The Depression & Anxiety of Racism

Last week, I wrote a bit about the Black Lives Matters movement and the incredible stress and strain that racism is causing people of color. This is a topic that I really think demands further exploration.

First, I mentioned it last week, but check this article out in more depth. Rates of anxiety and depression spiked, hard, for African & Asian Americans in the aftermath of George Floyd’s murder. Among African Americans, positive screenings for these disorders rose from 36% to 41%, while they increased from 28% to 34% among Asian Americans. Those are all significant increases.

Interestingly enough, it did not increase for members of the Hispanic population. I’d be curious to better understand why that is the case, but that’s for another day.

Tragically, the reason we have this data is because the federal government was attempting to track the impacts of COVID-19 on minority populations, which, as we know, has been hit particularly hard by this pandemic. One tragedy upon another.

If these findings are accurate and representative of the increasing rates of mental illness among the general public, it means that at least two million more people experienced mental illness as the result of the murder of George Floyd. These are horrifying numbers, but they really aren’t all that surprising.

We know, definitively, that external forces can increase rates of mental illness. Depression, anxiety, and suicide all rise in times of economic turmoil and it makes tragic sense that a group of people who are under perpetual attack at an individual and societal level would experience rising rates of mental illness when a horrific video showed a slow-motion murder.

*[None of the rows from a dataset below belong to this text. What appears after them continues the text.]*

PR #1862, opened 2026-07-23
feat: add A_PropertyExtValue*

kewde:
## Description

This PR implements the remainder of the ADC service, all missing A_PropertyExtValue*

Fixes # (issue)

## Type of change

## Checklist

### DIFF
--- a/docs/changelog.md
+++ b/docs/changelog.md
@@ -17,7 +17,7 @@ nav_order: 2
 - Add A_SystemNetworkParameter_Read, A_SystemNetworkParameter_Response and A_SystemNetworkParameter_Write APCI service parsing.
 - Add A_FunctionPropertyExtCommand, A_FunctionPropertyExtState_Read and A_FunctionPropertyExtState_Response APCI service parsing.
 - Fix A_Restart parsing to distinguish Basic Restart from Master Reset (restart_type bit was ignored, silently dropping erase_code/channel_number on relay). Add A_Restart_Response parsing for the Master Reset confirmation.
-- Add A_PropertyExtValue_Read and A_PropertyExtValue_Response APCI service parsing. Recognize A_PropertyExtValue_WriteCon/WriteConRes/WriteUnCon/InfoReport and A_PropertyExtDescription_Read/Response APCI services; payload parsing not implemented yet for those (raises `NotImplementedError`).
+- Add A_PropertyExtValue_Read, A_PropertyExtValue_Response, A_PropertyExtValue_WriteCon and A_PropertyExtValue_WriteConRes APCI service parsing. Recognize A_PropertyExtValue_WriteUnCon/InfoReport and A_PropertyExtDescription_Read/Response APCI services; payload parsing not implemented yet for those (raises `NotImplementedError`).
 
 ### DPT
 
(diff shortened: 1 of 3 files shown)


farmio (changes requested):
Claude Code  🤖:

Nice, big chunk of the property-ext surface. The field layouts check out against the spec, but there's one blocker that affects all 8 services, plus a couple of small notes.

## Blocker: `calculated_length` is off by one in all 8 classes

Every new class returns `len(APDU) - 2` where it should be `len(APDU) - 1`. `calculated_length()` becomes the NPDU length octet in `CEMILData.to_knx()` (`cemi_frame.py:187`), and `from_knx` enforces `len(apdu) == npdu_len + 1` (`cemi_frame.py:218-222`). So a round-trip through `CEMILData` fails - xknx can't even parse its own serialized frame:

```python
from xknx.cemi import CEMILData
from xknx.cemi.cemi_frame import ...  # L_Data
from xknx.telegram.apci import PropertyExtValueRead
from xknx.telegram.address import IndividualAddress
from xknx.telegram.tpci import TDataIndividual

f = CEMILData(flags=0, src_addr=IndividualAddress("1.1.1"),
              dst_addr=IndividualAddress("1.1.2"),
              payload=PropertyExtValueRead(17, 1, 51), tpci=TDataIndividual())
CEMILData.from_knx(bytes(f.to_knx()))
# CouldNotParseCEMI: "APDU LEN should be 8 but is 9 ..."
```

A real device would likewise see a length field one octet short. All the existing spec-verified classes (`SystemNetworkParameter*`, `FunctionPropertyExt*`, etc.) satisfy `calculated_length == len(to_knx()) - 1`; these 8 are the only ones that don't. Correct values:

| class | current | correct |
|---|---|---|
| PropertyExtValueRead | 8 | 9 |
| Response / WriteCon / WriteUnCon / InfoReport | 8 + len(data) | 9 + len(data) |
| PropertyExtValueWriteConRes | 9 | 10 |
| PropertyExtDescriptionRead | 7 | 8 |
| PropertyExtDescriptionResponse | 15 | 16 |

The tests miss this because `test_calculated_length` asserts the buggy values and nothing round-trips through `CEMILData`. Please fix the eight values + their assertions, and consider adding a `CEMILData` round-trip test (or simply `assert obj.calculated_length() == len(obj.to_knx()) - 1`) so it can't regress.

## Verified correct against 03_03_07

- Header 16-bit IOT + 12-bit object_instance + 12-bit PID (reuses the already-verified `_unpack_function_property_ext_header`).
- Value services (Fig 49/50, §3.4.5.1): `nr_of_elem` 8-bit + `start_index` 16-bit, data at raw[10:]. Correct.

What does this mean? Again, the good news…such as it is…is that we, as a society, are having a larger conversation about systemic racism. I worry that too much of the conversation has focused on police brutality and criminal justice reform. That is important, no question, and its the primary issue in front of us at the moment. However, we cannot lose sight of the impact that centuries of racism have had on countless other areas of life.

One of those must be mental health.

As a white man, I cannot personally understand the impact of racism on mental health. But the literature and personal experience of countless people of color are clear. Racism means lost opportunities. It means personal pain and lives destroyed. It also means the trauma of watching countless people who look and act like you being gunned down by the men and women who are supposed to protect you.

What’s my point of this entry? The article above proves it: Police brutality and systemic racism mean depression. They mean mental health. And as we have a conversation about what Black Lives Matters means, we cannot forget this vitally important component of addressing and ending systemic racism.